Bendix J, Limberger O, Breuer L, de Paula M Dantas, Fries A, González-Jaramillo V H, Grigusova P, Hickler T, Murkute C, Pucha-Cofrep F, Trachte K, Windhorst D
Laboratory for Climatology and Remote Sensing, Department of Geography, University of Marburg, Deutschhausstr. 12, 35032 Marburg, Germany.
Laboratory for Climatology and Remote Sensing, Department of Geography, University of Marburg, Deutschhausstr. 12, 35032 Marburg, Germany.
Sci Total Environ. 2025 Jun 15;981:179510. doi: 10.1016/j.scitotenv.2025.179510. Epub 2025 May 8.
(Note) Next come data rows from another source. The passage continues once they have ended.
PR #490, opened 2023-03-02
feat(atenlib): refine native_layer_norm

xiaowuhu:


onnxscript/tests/function_libs/torch_aten/extra_opinfo.py
```diff
@@ -199,35 +199,35 @@ def sample_inputs_layer_norm(
 
 OP_DB: List[opinfo_core.OpInfo] = [
     opinfo_core.OpInfo(
-        "convolution",
-        aliases=("convolution",),
-        aten_name="convolution",
+        "layer_norm",
```
fatcat-z, line 202: "convolution" should be in the front of "layer_norm".

onnxscript/tests/function_libs/torch_aten/extra_opinfo.py
```diff
@@ -211,23 +211,23 @@ def sample_inputs_layer_norm(
         supports_out=False,
     ),
     opinfo_core.OpInfo(
-        "nn.functional.conv3d",
```
BowenBao, line 214: The diff in this file seems just swapping the test upside down? Should be able to revert since there is no real change right?

onnxscript/function_libs/torch_aten/ops/core.py
```diff
@@ -4003,37 +4003,20 @@ def aten_native_layer_norm(
     # where D is the dimension of normalized_shape. For example, if normalized_shape is
     # (3, 5) (a 2-dimensional shape), the mean and standard-deviation are computed
     # over the last 2 dimensions of the input (i.e. input.mean((-2, -1))).
+
     axes_list = [-i for i in range(len(normalized_shape), 0, -1)]
-    axes = op.Constant(value_ints=axes_list)
+    start_axis = axes_list[0]
     if not op.OptionalHasElement(weight):
-        weight = op.CastLike(1, input)
```
BowenBao, line 4009: Would `CastLike` still be needed?

onnxscript/function_libs/torch_aten/ops/core.py
```diff
@@ -4003,37 +4003,20 @@ def aten_native_layer_norm(
...
+        one = op.Constant(value_float=1.0)
+        weight = op.Expand(one, op.Shape(input, start=start_axis))
```
BowenBao, line 4011: Can it be rewritten with `ConstantOfShape` to keep in one line?

BowenBao (approved):
LGTM w/ comments inline

onnxscript/function_libs/torch_aten/ops/core.py
```diff
@@ -3990,7 +3990,7 @@ def aten_native_group_norm_backward(
 @torch_op("aten::native_layer_norm", trace_only=True)
 def aten_native_layer_norm(
     input: TReal,
-    normalized_shape: Sequence[int],
+    normalized_shape: Sequence[INT64],
```
gramalingam, line 3993: Same question here. Is this supposed to be an int64 tensor, or a sequence of int64 tensors? I doubt it is meant to be the second. Is there a pointer to the corresponding aten op documentation?

onnxscript/function_libs/torch_aten/ops/core.py
```diff
@@ -4003,37 +4003,20 @@ def aten_native_layer_norm(
...
     if not op.OptionalHasElement(weight):
-        weight = op.CastLike(1, input)
+        one = op.Constant(value_float=1.0)
+        weight = op.Expand(one, op.Shape(input, start=start_axis))
     if not op.OptionalHasElement(bias):
-        bias = op.CastLike(0, input)
-    return _aten_native_layer_norm_onnx(input, weight, bias, axes, eps)
-
+        zero = op.Constant(value_float=0.0)
+        bias = op.Expand(zero, op.Shape(input, start=start_axis))
```
gramalingam, line 4014: ONNX's LayerNorm also allows bias to be optional. It might be possible to avoid creating a zero-valued bias as above. (May be worth trying, but there could be other complications.)

onnxscript/function_libs/torch_aten/ops/core.py
gramalingam: I also think it might be possible to just use the scalar constant one (without expanding it), assuming the ONNX LayerNormalization op permits a weight that is broadcastable to the input. Sadly, the documentation of the op in ONNX and ORT do not clarify this. But the ORT implementation seems to allow it, when I tried it.

onnxscript/tests/function_libs/torch_aten/extra_opinfo.py
xiaowuhu: yes :)

onnxscript/function_libs/torch_aten/ops/core.py
xiaowuhu: yes, should be int64 tensor. fixed.

onnxscript/function_libs/torch_aten/ops/core.py
xiaowuhu: if only use
···
weight = op.Constant(value_float=1.0)
···
will get below error:
----
E   onnxruntime.capi.onnxruntime_pybind11_state.InvalidArgument: [ONNXRuntimeError] : 2 : INVALID_ARGUMENT : Non-zero status code returned while running LayerNormalization node. Name:'' Status Message: Size of X.shape()[axis:] == 6. Size of scale and bias (if provided) must match this. Got scale size of 1 and bias size of 6

xiaowuhu: > Can it be rewritten with `ConstantOfShape` to keep in one line?

```
op.ConstantOfShape(op.Shape(input), value=op.Constant(value_ints=[1]))
```
always failed.

onnxscript/function_libs/torch_aten/ops/core.py
xiaowuhu: add back

onnxscript/function_libs/torch_aten/ops/core.py
xiaowuhu: good point. changed the code to allow bias = None

onnxscript/function_libs/torch_aten/ops/core.py
```diff
@@ -4003,37 +4003,24 @@ def aten_native_layer_norm(
     # where D is the dimension of normalized_shape. For example, if normalized_shape is
     # (3, 5) (a 2-dimensional shape), the mean and standard-deviation are computed
     # over the last 2 dimensions of the input (i.e. input.mean((-2, -1))).
+
     axes_list = [-i for i in range(len(normalized_shape), 0, -1)]
```
justinchuby, line 4007: We will not be able to get len() of a Tensor. Can this be refined?

onnxscript/function_libs/torch_aten/ops/core.py
```diff
@@ -3990,7 +3990,7 @@ def aten_native_group_norm_backward(
 @torch_op("aten::native_layer_norm", trace_only=True)
 def aten_native_layer_norm(
     input: TReal,
-    normalized_shape: Sequence[int],
+    normalized_shape: INT64,
     weight: Optional[TReal],
```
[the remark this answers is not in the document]
gramalingam: Restating the question, as I understand it: ONNX has two kinds of "optional inputs". I think the essential question is whether we need to distinguish between these two when we define an onnxscript function. Currently, we don't yet have a way to do so. We currently use `Optional[...]`.

I think the ideal approach would be to write (and translate) onnxscript functions in a way that works for both kinds of optional inputs (so, it is polymorphic over this dimension). This was a motivating factor for extending OptionalHasElement to work for both types of optional inputs. However, this is not yet complete, since the extension to OptionalGetElement achieves this only partially.

If we ever need to support the case where users explicitly identify which kind of optional input a function expects/supports, then we could do that by introducing new constructs `Optional1[...]` and `Optional2[...]`. But I am not yet sure we need that. If you see a scenario where it is needed, please let me know.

Latent heat flux is a central element of land-atmosphere interactions under climate change. Knowledge is particularly poor in the biodiversity hotspot of the Andes, where heat flux measurements using eddy covariance stations are scarce and land surface models (LSMs) often oversimplify the complexity of the ecosystems. The main objective of this study is to perform latent heat flux simulations for the tropical South Eastern (SE) Ecuadorian Andes using a coupled LSM framework, and to test the performance with heat flux and soil moisture data collected from a tropical high-altitude pasture. Prior to testing, we applied multi-criteria model calibration of sensitive model parameters, focusing on improving simulated soil water conditions and radiation fluxes as a prerequisite for proper heat flux simulations. The most sensitive parameters to improve soil moisture and radiation flux simulations were soil porosity, saturated hydraulic conductivity, leaf area index, soil colour and NIR (Near Infrared) leaf optical properties. The best calibrated model run showed a very good performance for half-hourly latent heat flux simulations with an R of 0.8 and an RMSE of 34.0 W m, outperforming simulations with uncalibrated and uncoupled LSM simulations in comparable areas. The slight overall overestimation in the simulated latent heat flux can be related to (i) simulation uncertainties in the canopy heat budget, (ii) an imbalance in the observed flux data and (iii) slight overestimations in the simulated soil moisture. Although our study focuses on latent heat fluxes and their relation to simulated radiation fluxes and soil moisture, model outputs of sensible heat fluxes were also discussed. The systematic overestimation of sensible heat flux in the model seems to be mainly a result of overestimated canopy temperatures. The improved simulation for latent heat flux has a high translational potential to support land use strategies in the tropical Andes under climate change.
潜热通量是气候变化下陆地 - 大气相互作用的核心要素。在安第斯山脉的生物多样性热点地区,相关知识尤为匮乏,那里使用涡度协方差站进行的热通量测量稀少,且陆面模型(LSMs)常常过度简化生态系统的复杂性。本研究的主要目标是使用耦合陆面模型框架对厄瓜多尔东南部热带安第斯山脉进行潜热通量模拟,并利用从热带高海拔牧场收集的热通量和土壤湿度数据来测试其性能。在测试之前,我们对敏感模型参数进行了多标准模型校准,重点是改善模拟的土壤水分状况和辐射通量,将其作为进行正确热通量模拟的前提条件。改善土壤湿度和辐射通量模拟最敏感的参数是土壤孔隙率、饱和导水率、叶面积指数、土壤颜色和近红外(NIR)叶片光学特性。校准最佳的模型运行在半小时潜热通量模拟中表现出非常好的性能,R值为0.8,均方根误差为34.0 W m,在可比区域优于未校准和未耦合的陆面模型模拟。模拟潜热通量中总体上轻微的高估可能与以下因素有关:(i)冠层热量收支的模拟不确定性;(ii)观测通量数据的不平衡;(iii)模拟土壤湿度的轻微高估。尽管我们的研究重点是潜热通量及其与模拟辐射通量和土壤湿度的关系,但也讨论了感热通量的模型输出。模型中感热通量的系统性高估似乎主要是冠层温度高估的结果。潜热通量模拟的改进对于支持气候变化下热带安第斯山脉的土地利用策略具有很高的转化潜力。